GIVEN DATA -
^^^^^^^^^^^^^^^^

PR #3237, opened 2024-12-03
Create await-node-ready binary and add to gateway and route-agent images

tpantelis:
Related to https://github.com/submariner-io/submariner-operator/issues/3274

### DIFF
--- a/Makefile
+++ b/Makefile
@@ -66,7 +66,7 @@ bin/protoc:
 	unzip protoc-$(PROTOC_VERSION)-linux-x86_64.zip 'bin/*' 'include/*'
 	rm -f protoc-$(PROTOC_VERSION)-linux-x86_64.zip
 
-bin/%/submariner-gateway: main.go $(shell find pkg -not \( -path 'pkg/globalnet*' -o -path 'pkg/routeagent*' \)) pkg/natdiscovery/proto/natdiscovery.pb.go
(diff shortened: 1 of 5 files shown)


Makefile
```diff
@@ -75,6 +75,8 @@ bin/%/submariner-route-agent: $(shell find pkg/routeagent_driver)
 bin/%/submariner-globalnet: $(shell find pkg/globalnet)
 	GOARCH=$(call dockertogoarch,$(patsubst bin/linux/%/,%,$(dir $@))) ${SCRIPTS_DIR}/compile.sh $@ ./pkg/globalnet
 
+bin/%/await-node-ready: $(shell find pkg/await_node_ready)
```
skitt, line 78: This also uses `pkg/node` and `pkg/versions`.

```suggestion
bin/%/await-node-ready: $(shell find pkg/await_node_ready pkg/node pkg/versions)
```

skitt (changes requested):

Makefile
tpantelis: Ok but is that needed? Route agent only specifies `$(shell find pkg/routeagent_driver)` but it uses other packages as well. Same with globalnet - `$(shell find pkg/globalnet)`. The executable binary runs fine locally.

skitt: It doesn’t affect the binary that gets built, it only determines when it gets rebuilt. But this approach is inherently brittle, I’ve got a better one — let’s merge this and I’ll fix all the binaries properly.

skitt (approved):

dfarrell07 (approved):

^^^^^^^^^^^^^^^^

Where a line above contains the word "Makefile", show that line.

--- a/Makefile
+++ b/Makefile
Makefile
Makefile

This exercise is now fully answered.